**YOUR TASK:** From the data that follows, copy every line holding the string "theming".

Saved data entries
PR #2098, opened 2023-10-25
WB-1634: Add supported themes list to wb-theming

jandrade:
## Summary:

Exports supported themes list to enforce available themes.

This change will allow us to enforce that all themes are supported by the theme
switcher. This will prevent us from accidentally shipping a theme that is not
allowed.

Issue: https://khanacademy.atlassian.net/browse/WB-1634

## Test plan:

Verify that the new types are exported and that the theme switcher context
enforces the supported themes list.

### DIFF
--- a/packages/wonder-blocks-theming/src/types.ts
+++ b/packages/wonder-blocks-theming/src/types.ts
@@ -1,6 +1,6 @@
 import {StyleDeclaration} from "aphrodite";
 
-export type ThemedStylesFn<T> = (theme: T) => StyleDeclaration;
+export type ThemedStylesFn<T extends object> = (theme: T) => StyleDeclaration;
 
 export type SupportedThemes = "default" | "khanmigo";
-export type Themes<T> = Partial<Record<SupportedThemes, T>>;
+export type Themes<T extends object> = Partial<Record<SupportedThemes, T>>;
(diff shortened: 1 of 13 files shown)


jeresig (approved):
Nice!

nishasy (approved):
🎉

packages/wonder-blocks-theming/src/types.ts
```diff
@@ -1,3 +1,6 @@
 import {StyleDeclaration} from "aphrodite";
 
 export type ThemedStylesFn<T> = (theme: T) => StyleDeclaration;
+
+export type SupportedThemes = "default" | "khanmigo";
+export type Themes<T> = Partial<Record<SupportedThemes, T>>;
```
somewhatabstract, line 6: **question:** Is `T` here an object? I wonder if we need to be specific about that with `T extends Object`?

packages/wonder-blocks-theming/src/types.ts
```diff
@@ -1,3 +1,6 @@
 import {StyleDeclaration} from "aphrodite";
 
 export type ThemedStylesFn<T> = (theme: T) => StyleDeclaration;
```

**WRITTEN RESPONSE:**
WB-1634: Add supported themes list to wb-theming
--- a/packages/wonder-blocks-theming/src/types.ts
+++ b/packages/wonder-blocks-theming/src/types.ts
packages/wonder-blocks-theming/src/types.ts
packages/wonder-blocks-theming/src/types.ts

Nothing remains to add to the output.